Aim of the exercise – One line at a time, check the entries below for the word "bridadan", and copy each line that has it.

↓↓↓

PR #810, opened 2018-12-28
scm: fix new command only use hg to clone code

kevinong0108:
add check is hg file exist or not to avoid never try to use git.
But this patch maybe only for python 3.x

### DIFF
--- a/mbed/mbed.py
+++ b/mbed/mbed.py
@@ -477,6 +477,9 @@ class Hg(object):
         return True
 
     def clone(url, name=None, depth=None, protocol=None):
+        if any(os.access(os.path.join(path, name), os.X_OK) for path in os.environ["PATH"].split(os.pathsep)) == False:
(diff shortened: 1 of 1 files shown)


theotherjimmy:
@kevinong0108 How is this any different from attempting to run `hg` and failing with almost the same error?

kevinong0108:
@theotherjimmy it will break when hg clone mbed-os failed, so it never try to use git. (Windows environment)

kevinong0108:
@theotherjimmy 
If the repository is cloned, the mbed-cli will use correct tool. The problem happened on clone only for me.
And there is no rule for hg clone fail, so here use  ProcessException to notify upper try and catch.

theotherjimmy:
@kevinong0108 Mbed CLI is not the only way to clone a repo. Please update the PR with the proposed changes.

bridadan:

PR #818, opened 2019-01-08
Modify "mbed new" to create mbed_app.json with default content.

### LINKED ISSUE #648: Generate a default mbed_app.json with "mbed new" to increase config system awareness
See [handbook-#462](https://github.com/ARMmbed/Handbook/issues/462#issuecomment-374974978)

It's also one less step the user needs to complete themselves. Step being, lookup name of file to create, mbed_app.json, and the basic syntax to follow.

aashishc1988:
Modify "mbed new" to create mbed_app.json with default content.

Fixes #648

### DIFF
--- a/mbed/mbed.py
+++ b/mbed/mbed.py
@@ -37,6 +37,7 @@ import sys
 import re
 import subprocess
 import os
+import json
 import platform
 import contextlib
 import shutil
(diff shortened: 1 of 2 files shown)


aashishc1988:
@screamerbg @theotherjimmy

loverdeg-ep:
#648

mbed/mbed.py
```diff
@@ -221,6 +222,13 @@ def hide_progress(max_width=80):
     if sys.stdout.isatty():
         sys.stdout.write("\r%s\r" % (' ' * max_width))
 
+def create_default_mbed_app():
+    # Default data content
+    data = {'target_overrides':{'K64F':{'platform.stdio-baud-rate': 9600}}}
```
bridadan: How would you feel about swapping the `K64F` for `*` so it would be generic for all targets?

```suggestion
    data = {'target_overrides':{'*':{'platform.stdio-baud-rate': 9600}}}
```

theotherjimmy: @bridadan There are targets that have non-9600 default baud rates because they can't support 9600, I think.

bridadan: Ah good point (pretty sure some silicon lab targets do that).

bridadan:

↑↑↑

Exercise response –
bridadan:
bridadan: How would you feel about swapping the `K64F` for `*` so it would be generic for all targets?
theotherjimmy: @bridadan There are targets that have non-9600 default baud rates because they can't support 9600, I think.
bridadan: Ah good point (pretty sure some silicon lab targets do that).
bridadan:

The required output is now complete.